An exhibit showcasing Kaneka’s biodegradable plastic technology is on view at the Japan Pavilion of Expo 2025 Osaka, Kansai, Japan, which takes place from April to October 2025. The display illustrates how biodegradable plastic bowls can be created from CO₂ stored in cylinders, allowing visitors to see firsthand a futuristic vision of “circular manufacturing.” The exhibit also demonstrates how these plastic bowls are degraded by microorganisms in water tanks, converting them into CO₂ and water. Viewers will come away with a better understanding of potential solutions to the microplastics crisis.

An exhibit at the Japan Pavilion of Expo 2025 Osaka, Kansai, Japan shows how CO₂ stored in gas cylinders (at left) are absorbed by hydrogen-oxidizing bacteria to create biodegradable plastic bowls (at right). Photo courtesy of the Ministry of Economy, Trade and Industry

Kaneka’s Green Planet biodegradable polymer at different stages of decomposition by microorganisms in seawater.
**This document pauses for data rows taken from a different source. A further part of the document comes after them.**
PR #72, opened 2023-02-24
feat: create command

baszalmstra:
This is a work-in-progress attempt at the create command (definitely needs more work). This still needs some big refactors to pull a lot of code out of the rattler binary itself. It does work however!!

rattler create

This PR also does a pretty significant refactor of the Solver API. Instead of providing the solver with installed packages and specifying which operations you want to perform. You provide it with the current state (pinned and locked packages) and the matchspecs that your desired environment should contain. It will then return all the packages that should exist in this environment. The tool itself then takes care of determining which packages to reinstall/install or remove. This is very different from the previous approach but makes it more stateless.

I also changed the libsolv implementation a little bit. This diverges from the mamba implementation. I introduced the `SolverGoal` struct which defines what the solver should do. I added several handy functions that make it a bit more insightful.

I also fixed several bugs. :)

Anyway, more to come!

@aochagavia I can integrate your changes into this!


tdejager:
Great work!! 😁😁

baszalmstra:
I split up the changes into #73, #74, and #75 to make it a bit easier to review. I'll turn this PR into a draft until those PRs are merged. (possibly also #67 )

crates/rattler-bin/src/commands/create.rs
```diff
@@ -367,7 +367,7 @@ async fn install_package_to_environment(
     // Create the conda-meta directory if it doesnt exist yet.
     let target_prefix = target_prefix.to_path_buf();
     match tokio::task::spawn_blocking(move || {
-        let conda_meta_path = target_prefix.join("conda-meta");
+        let conda_meta_path = target_prefix.join("prefix");
```
wolfv, line 371: hmm, I wonder if we should keep that at `conda-meta` to not throw off micromamba or conda tools and others

baszalmstra: woops! thats a mistake!

tdejager (approved):

crates/rattler-bin/src/commands/create.rs
```diff
@@ -11,54 +35,613 @@ pub struct Opt {
...
+    }
+}
+
+/// Completely remove the specified package from the environment.
+async fn remove_package_from_environment(
+    target_prefix: &Path,
+    package: &PrefixRecord,
+) -> anyhow::Result<()> {
+    // TODO: Take into account any clobbered files, they need to be restored.
+    // TODO: Can we also delete empty directories?
```
wolfv, line 402: yes, that's how it's done in conda & mamba.

wolfv (approved):

PR #73, opened 2023-02-26
fix: validate index.json file

baszalmstra:
Updates package cache validation code to also check that a valid `index.json` file exists. The parsed files are also returned so you don't have to reparse them.

Code taken from #72 to split it up a bit.

### DIFF
--- a/crates/rattler/src/validation.rs
+++ b/crates/rattler/src/validation.rs
@@ -10,7 +10,7 @@
 //! `paths.json` file is missing these deprecated files are used instead to reconstruct a
 //! [`PathsJson`] object. See [`PathsJson::from_deprecated_package_directory`] for more information.
 
-use rattler_conda_types::package::{PackageFile, PathType, PathsEntry, PathsJson};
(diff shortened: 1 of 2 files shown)


crates/rattler/src/validation.rs
```diff
@@ -33,6 +33,9 @@ pub enum PackageValidationError {
 
     #[error("the path '{0}' seems to be corrupted")]
     CorruptedEntry(PathBuf, #[source] PackageEntryValidationError),
+
+    #[error("failed to verify index.json")]
+    InvalidIndexJson(#[source] std::io::Error),
```
wolfv, line 38: I am wondering if we should call this `ReadIndexJsonError` (like `ReadPathsJsonError`) – or rename that one to `InvalidPathsJson`?

wolfv:
Looks good to me, one tiny comment

crates/rattler/src/validation.rs
baszalmstra: Yeah good one, I renamed it to `ReadIndexJsonError` and changed the error message as well.

wolfv (approved):

PR #74, opened 2023-02-26
fix: repodata cache was always out of date

baszalmstra:
Fixes an issue where the cache was always out of date because the check was reversed. 🙈 

Code taken from https://github.com/mamba-org/rattler/pull/72 to split it up a bit.

### DIFF
--- a/crates/rattler_repodata_gateway/src/fetch/mod.rs
+++ b/crates/rattler_repodata_gateway/src/fetch/mod.rs
@@ -628,7 +628,7 @@ fn validate_cached_state(cache_path: &Path, subdir_url: &Url) -> ValidatedCacheS
     let cache_state = match RepoDataState::from_path(&cache_state_path) {
         Err(e) if e.kind() == ErrorKind::NotFound => {
             // Ignore, the cache just doesnt exist
-            tracing::info!("repodata cache state is missing. Ignoring cached files...");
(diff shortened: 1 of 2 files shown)


crates/rattler_repodata_gateway/src/fetch/mod.rs
```diff
@@ -722,13 +722,17 @@ fn validate_cached_state(cache_path: &Path, subdir_url: &Url) -> ValidatedCacheS
                 max_age: Some(duration),
                 ..
             }) => {
-                if duration > cache_age {
-                    tracing::info!("Cache is out of date. Assuming out of date...");
+                if cache_age > duration {
+                    tracing::debug!(
```
wolfv, line 726: Is `debug` something that is not compiled into the final binary? I think information about the cache is kinda informative to analyze wether the cache is hit or not, so I'd be OK with keeping it at `info` (if debug is gone at runtime) so that users could access this information by changing the verbosity flag.

wolfv (approved):

crates/rattler_repodata_gateway/src/fetch/mod.rs
baszalmstra: It is my understanding that all these statements are left in. Let me verify.

baszalmstra: Yep they are :)

PR #75, opened 2023-02-26
feat: stateless solver

baszalmstra:
This modifies the solver API to be more "stateless". Instead of specifying what is installed and the solver telling you what to change, the solver now always returns the "desired state". Transforming an installed environment into the desired state is left up to the consumer instead.

I changed the previous behavior (which is similar to Mamba) to make it easier for tools to create "clean" environments where no packages remain from a previous installation. This was previously only possible by determining the exact specs that went into creating an environment (which would imply adding a history). The API should still enable tools to work "incrementally" by modifying the installation behavior instead of the solver behavior.

I also think this refactor will make it easier to integrate different solvers because they do not need to take care of the "transaction" anymore.

 #72 (which already incorporates these changes) contains code to construct a `Transaction` from an installed environment and the result of solving.

@aochagavia This one might be particularly interesting to you! Especially the `SolveGoal`.

Code taken from #72 to split it up a bit.


wolfv:
nice!

crates/rattler_solve/src/lib.rs
```diff
@@ -29,55 +28,53 @@ pub enum SolveError {
...
-    /// All the available packages
+    /// All available packages
     pub available_packages: Vec<Vec<RepoDataRecord>>,
 
-    /// All the packages currently installed
-    pub installed_packages: Vec<PrefixRecord>,
+    /// Records of packages that are previously selected.
+    ///
+    /// If the solver encounters multiple variants of a single package (identified by its name), it
+    /// will sort the records ands select the best possible version. However, if there exists a
```
aochagavia, line 48: typo: _ands_ -> _and_

crates/rattler_solve/src/lib.rs
```diff
@@ -29,55 +28,53 @@ pub enum SolveError {
...
+    /// locked version it will prefer that variant instead. This is useful to reduce the number of
+    /// packages that are updated when installing new packages.
+    ///
+    /// Usually you add the currently installed packages or packages from a lock-file here.
+    pub locked_packages: Vec<RepoDataRecord>,
+
+    /// Records of packages that are previously selected and CANNOT be changed.
+    ///
+    /// If the solver encounters multiple variants of a single package (identified by its name), it
+    /// will sort the records ands select the best possible version. However, if there is a variant
```
aochagavia, line 58: typo: _ands_ -> _and_

crates/rattler_solve/src/libsolv/mod.rs
```diff
@@ -1,25 +1,37 @@
...
+    fn solve(&mut self, problem: SolverProblem) -> Result<Vec<RepoDataRecord>, SolveError> {
         // Construct a default libsolv pool
         let pool = Pool::default();
 
         // Setup proper logging for the pool
         pool.set_debug_callback(|msg, flags| {
             tracing::event!(tracing::Level::DEBUG, flags, "{}", msg);
         });
-        pool.set_debug_level(Verbosity::Low);
+        pool.set_debug_level(Verbosity::Extreme);
```
aochagavia, line 26: Is this something we want to keep or were you using it for debugging and forgot to remove it? I have no preference, just curious

crates/rattler_solve/src/libsolv/mod.rs
```diff
@@ -35,53 +47,67 @@ impl SolverBackend for LibsolvSolver {
...
+        // Lock the currently pinned packages
+        for locked_solvable in pinned_solvables {
+            goal.lock(locked_solvable);
+        }
+
+        // Specify the matchspec requests
+        for spec in problem.specs {
             let id = spec.intern(&pool);
-            queue.push_id_with_flags(id, SolvableFlags::from(request));
+            goal.install(id, false)
```
aochagavia, line 96: I like the `favor`, `lock` and `install` methods!

crates/rattler_solve/src/libsolv/wrapper/solve_goal.rs
```diff
@@ -0,0 +1,106 @@
...
+    SOLVER_SOLVABLE_PROVIDES, SOLVER_UPDATE, SOLVER_WEAK,
+};
+use crate::libsolv::wrapper::pool::MatchSpecId;
+use crate::libsolv::wrapper::solvable::SolvableId;
+use std::os::raw::c_int;
+
+/// Wrapper for libsolv queue type that stores jobs for the solver. This type provides a safe
+/// wrapper around a goal state for libsolv.
+pub struct SolveGoal {
+    queue: ffi::Queue,
```
aochagavia, line 13: Why not use the existing `Queue<T>` wrapper here (i.e. `queue: Queue<SolvableId>`)? I think we are currently duplicating part of that code (which seems extra undesirable because it is unsafe)

crates/rattler_solve/src/libsolv/wrapper/transaction.rs
```diff
@@ -109,46 +108,8 @@ impl TransactionRef {
...
-                            package: repodata_record.clone(),
-                            kind: PackageOperationKind::Install,
-                        });
-                    }
-                    ffi::SOLVER_TRANSACTION_ERASE => {
-                        package_operations.push(PackageOperation {
-                            package: repodata_record.clone(),
-                            kind: PackageOperationKind::Remove,
-                        });
+                        required_packages.push(repodata_record.clone());
```
aochagavia, line 112: I love it when you get the chance to delete branches like this 😉

aochagavia (commented):
Left some comments. Looks like a great step forward!

crates/rattler_solve/src/libsolv/wrapper/repo.rs
```diff
@@ -94,6 +94,7 @@ impl RepoRef {
         let mut package_to_type: HashMap<&str, (PackageExtension, SolvableId)> = HashMap::new();
```
tdejager, line 94: I think you don't need the  type here right?

crates/rattler_solve/src/libsolv/wrapper/repo.rs
```diff
@@ -306,12 +307,15 @@ impl RepoRef {
             } else {
                 tracing::warn!("unknown package extension: {}", &repo_data.file_name);
             }
+
+            // Store the solvable id
+            solvable_ids.push(solvable_id);
         }
 
         // TODO: What does this do?
         unsafe { ffi::repo_internalize(self.as_ptr().as_ptr()) };
```
tdejager, line 316: Do we know what this does already?

tdejager (changes requested):

crates/rattler_solve/src/libsolv/wrapper/solve_goal.rs
baszalmstra: Because the SolverGoal needs to store both `SolvableId` and `MatchSpecId` in the queue. I could make an enum out of that and use `Queue<SolvableOrMatchSpecId>`. WDYT?

crates/rattler_solve/src/libsolv/mod.rs
baszalmstra: Nice catch!

crates/rattler_solve/src/libsolv/wrapper/transaction.rs
```diff
@@ -67,17 +66,17 @@ impl TransactionRef {
...
 
-    /// Returns the package operations derived from the transaction
+    /// Returns which packages should be installed in the environment
     ///
-    /// If the transaction contains libsolv operations that have no mapping to `PackageOperation`,
-    /// an error is returned containing their ids
-    pub fn get_package_operations(
+    /// If the transaction contains libsolv operations that are not "install" an error is returned
+    /// containing their ids.
+    pub fn get_required_packages(
```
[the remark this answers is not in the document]
baszalmstra: Yeah we need a bigger refactor for that anyway. The `SolverProblem` now also consumes all the `RepoData` I think we could also pass the RepoData by reference there. Would you be ok doing that in another PR?

crates/rattler_solve/src/libsolv/wrapper/repo.rs
baszalmstra: Unfortunately, the code doesn't compile without this here.

crates/rattler_solve/src/libsolv/wrapper/transaction.rs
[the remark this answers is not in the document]
tdejager: Sure!

tdejager (approved):

crates/rattler_solve/src/libsolv/wrapper/repo.rs
wolfv: I think that will internalize all the strings into the big libsolv Pool or something like that

PR #181, opened 2023-04-26
add tls features to rattler dependencies as well

wolfv:
I think this is needed.

### DIFF
--- a/crates/rattler-bin/Cargo.toml
+++ b/crates/rattler-bin/Cargo.toml
@@ -15,9 +15,9 @@ name = "rattler"
 path = "src/main.rs"
 
 [features]
-default = ['native-tls']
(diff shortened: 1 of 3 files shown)


baszalmstra:
Ah yes! I also think you need to disable default features of rattler_package_streaming in the rattler crate.

wolfv:
I now have to add it to every crate that depends on `rattler_conda_types` because that has a dev-dependency on package_streaming. So I have to add the feature to every crate more or less. 

Or am I missing something?

baszalmstra:
I dont think you need to add the feature to the dev dependencies! The tests can just run with nativetls.

wolfv:
It doesn't compile though. But actually I could force the tests to use rustls-ROS

wolfv:
Hmm, I still see some native-tls dependency coming from `tokio-native-tls` ... maybe we can fix this together on friday :)

PR #191, opened 2023-05-07
add rattler_auth to authenticate requests

wolfv:


wolfv:
@baszalmstra unfortunately I had to make two functions, one for `reqwest::blocking::Client` and one for `reqwest::Client`. Maybe you have an idea on how to improve this?

Apart from that it works like a charm :)

crates/rattler_auth/src/lib.rs
```diff
@@ -0,0 +1,138 @@
...
+            _ => Err(AuthenticationParseError::InvalidScheme),
+        }
+    }
+}
+
+pub fn store_authentication_entry(host: &str, authentication: &Authentication) -> Result<()> {
+    let entry = Entry::new("rattler_auth", host)?;
+    match authentication {
+        Authentication::BearerToken(token) => {
+            let password = format!("Bearer {}", token);
```
baszalmstra, line 44: Can you implement Display? Since you also implement FromStr it makes sense to be able to convert from String and back.

crates/rattler_auth/src/lib.rs
```diff
@@ -0,0 +1,138 @@
...
+
+    match password {
+        Ok(password) => Ok(Some(Authentication::from_str(&password).unwrap())),
+        Err(keyring::Error::NoEntry) => Ok(None),
+        Err(e) => Err(e),
+    }
+}
+
+pub fn delete_authentication_entry(host: &str) -> Result<()> {
+    let entry = Entry::new("rattler_auth", host).unwrap();
```
baszalmstra, line 70: Return error instead of unwrap

crates/rattler_auth/src/lib.rs
```diff
@@ -0,0 +1,138 @@
...
+    entry.delete_password()
+}
+
+pub fn authenticated_request<U: IntoUrl>(client: &Client, url: U) -> reqwest::RequestBuilder {
```
baszalmstra, line 74: Maybe take a requestbuilder as input? That way the user is in charge of the entire request construction.

crates/rattler_auth/src/lib.rs
```diff
@@ -0,0 +1,138 @@
...
+    let url = url.into_url().unwrap();
+    let host = url.host_str().unwrap();
+
+    let authentication = get_authentication(host).unwrap();
```
baszalmstra, line 78: Please return sensible errors instead of unwrap.

crates/rattler_auth/src/lib.rs
```diff
@@ -0,0 +1,138 @@
...
+
+    println!("Getting authenticated request for host: {}", host);
```
baszalmstra, line 80: Please you tracing instead of println

baszalmstra (changes requested):
Nice work!

Some comments:

* authentication is currently a singleton and it cant be turned on or off. I dont like how intransparent, uncontrollable and potentially thread unsafe it is. It would be nice if you pass in an object for authentication.  There you could also specify the key for the keychain for instance. Authentication::from_keychain would be nice to have!

* Please dont use unwrap in library code unless you are sure the code cannot fail. And even then, please add a comment and/or use expect.

crates/rattler_networking/src/lib.rs
```diff
@@ -0,0 +1,409 @@
...
+    #[error("Could not parse credentials stored for {host}")]
+    ParseCredentialsError {
+        /// The host for which the credentials could not be parsed
+        host: String,
+    },
+}
+
+impl AuthenticationStorage {
+    /// Store the given authentication information for the given host
+    pub fn store(&self, host: &str, authentication: &Authentication) -> keyring::Result<()> {
```
baszalmstra, line 102: Im wondering, should this be mutable?

crates/rattler_networking/src/lib.rs
```diff
@@ -0,0 +1,409 @@
...
+            }
+            Authentication::CondaToken(token) => {
+                let password = format!("CondaToken {}", token);
+                entry.set_password(&password)
+            }
+        }
+    }
+
+    /// Retrieve the authentication information for the given host
+    pub fn get(&self, host: &str) -> Result<Option<Authentication>, AuthenticationStorageError> {
```
baszalmstra, line 121: I think `try_get` would be better here because it returns an option.

crates/rattler_networking/src/lib.rs
```diff
@@ -0,0 +1,409 @@
...
+
+    /// The authentication storage
+    auth_storage: AuthenticationStorage,
+}
+
+impl Default for AuthenticatedClient {
+    fn default() -> Self {
+        AuthenticatedClient {
+            client: Client::default(),
+            auth_storage: AuthenticationStorage::new("rattler"),
```
baszalmstra, line 183: I think the `Default` implementation should be "unauthenticated". Using "rattler" as a default key means you are accessing a giant global variable that is used by everything that is using rattler which seems like a huge red-flag to me.

baszalmstra (commented):
This looks pretty close to done to me! A note:

* Since you can only really use an `AuthenticatedClient` and there is no `UnauthenticatedClient` maybe we can just call it `Client`?
* I think by `Default` the "client" should be unauthenticated unless you initialize it with credentials. See my other comment.
* It would be very nice if there is also a `From<reqwest::Client>` implementation. That way the library remains super simple to use with just reqwest.
* Random thought: If there is direct conversion from `reqwest::Client` to `rattler_networking::Client` we can use `impl Into<rattler_networking::Client>` as an argument where authentication is required. That way people can keep using the `reqwest::Client` too.

wolfv:
The idea of having a default key is that multiple tools could share the same namespace for credentials (eg rattler-build and px are both logged in to the same sites).

baszalmstra:
I think thats dangerous behavior because if you set certain (invalid) credentials it affects **all** programs that use the **default** behavior. Its worst kind of a global variable you can have..

To me its also not logical that if you would do ‘px login’ it also works with ‘rattler-build publish’ (or whatever). Id much rather have a seperate ‘rattler-build login’.

Ever more so as this is a library, I think we should allow users to opt-in by specifying the same key. It should not be the default behavior.

wolfv:
Hmm but for each channel you want to use with rattler build (not for publishing, just for pulling packages from) you'd need to re-login. A lot of programs use global configurations for credentials (eg netrc files) or global proxy configurations (HTTP_PROXY environment variable etc).

One can also easily opt out of the global sharing by using a different key. 

I think it would be pretty nice if px and rattler build share the credentials (which we can achieve either way).

wolfv:
just for the record, I am working on a keyring-rs compatible fallback storage that saves the authentication to a file in the `~/.rattler_auth.json` location (trying to make that configurable as well).

It's a bit challenging because of multi-threading and file locking but hopefully can get it done soon.

crates/rattler-bin/src/commands/create.rs
```diff
@@ -93,9 +94,19 @@ pub async fn create(opt: Opt) -> anyhow::Result<()> {
...
+        .join("rattler/auth");
+
+    let authentication_storage = AuthenticationStorage::new("rattler_credentials", &auth_dir);
+
+    let download_client = AuthenticatedClient::from_client(download_client, authentication_storage);
     let multi_progress = global_multi_progress();
 
     let repodata_cache_path = cache_dir.join("repodata");
+    println!("Downloading repodata for {} channels", channel_urls.len());
+    print!("Cache folder: {}", repodata_cache_path.display());
```
baszalmstra, line 109: Left over debug statement?

crates/rattler_networking/src/authentication_storage/storage.rs
```diff
@@ -0,0 +1,183 @@
...
+/// A struct that implements storage and access of authentication
+/// information
+#[derive(Clone)]
+pub struct AuthenticationStorage {
+    /// The store_key needs to be unique per program as it is stored
+    /// in a global dictionary in the operating system
+    pub store_key: String,
+
+    /// Fallback JSON location
+    pub fallback_json_location: PathBuf,
```
baszalmstra, line 23: Why not use the `FallbackStorage` object here, instead of recreating it where you need it?

baszalmstra (approved):

baszalmstra (approved):

PR #192, opened 2023-05-18
Add `blake2b` hash to `.state.json` file in repodata cache

travishathaway:
While working on the JLAP implementation, I discovered that the `blake2` hash that `rattle_repodata_gateway` generates isn't compatible with the ones found in the `repodata.jlap` files currently being generated by the server (rattler uses `blake2s` and JLAP uses `blake2b`).

This pull request is an attempt to write `blake2b` to the `*.state.json` file too.  I chose to add a new `blake2b_hash` field to that file while also adding a couple new function to handle the hashing itself plus serialization and de-serialization.

A couple open questions I still have:

1. Should we just switch to have the `.state.json` to use `blake2b` and drop `blake2s`? or will that break things? (looks like `blake2b` is [more performant on 64-bit platforms](https://www.blake2.net/))
2. My `generate_blake2b256_hash` function relies on receiving a `PathBuf` object and then opens the file itself. Would it be better to instead just use the already open file, read the contents from it and have that be the argument?

For my JLAP implementation I also considered just calculating that hash every time, but it seems like it could speed things up by storing it in this `.state.json` file instead.

Comments and suggestions for improvements welcome.


baszalmstra:
I thinks its fine to switch the hash type. I also think rattler_digest contains a few things you implemented here or was that not sufficient.

wolfv (approved):

wolfv:
Thanks!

Rather than simply breaking apart through hydrolysis, the plastic is broken down by the microorganisms to the molecular level, ultimately returning it to the natural environment as CO2 and water.

Kaneka has set up a 200-liter bacteria cultivation tank at a manufacturing site in Hyogo Prefecture, where it currently conducts scale-up experiments aiming toward practical application. The company plans to scale operations up to a capacity of 100,000 liters by fiscal 2030.

SATO Shunsuke, head of Kaneka’s CO₂ Innovation Laboratory, leads the research. Speaking of the challenges involved, he says, “The biggest issue is ensuring safety. We supply CO₂, hydrogen, and oxygen to make the bacteria produce polymers, but there’s a risk of explosion when hydrogen and oxygen mix. Therefore, we’re collaborating with a leading domestic engineering company to design and develop a safe plant.”

Another challenge is how to procure large amounts of hydrogen and CO₂. “For hydrogen, we envision using renewable energy to produce it through the electrolysis of water. Ideally, we would like to capture CO₂ from the atmosphere, but the concentration would be too low. We’re watching the latest global technology developments to find the optimal method,” says Sato.

Recent years have seen attention focused on carbon recycling initiatives, where CO₂ is treated as a resource and reused as material or fuel to reduce atmospheric emissions. If the new technology developed by Kaneka is implemented on a wide scale, it could not only solve both the problems of global warming and plastic waste, but also provide an important step toward achieving a carbon recycling society.

SATO Shunsuke, head of Kaneka’s CO₂ Innovation Laboratory. “Our biodegradable plastic should be able to replace any and all existing plastic products. We’ll start by applying it to short-lifespan products like disposable bags and tableware, and eventually, we hope, expand into textiles as well,” he says.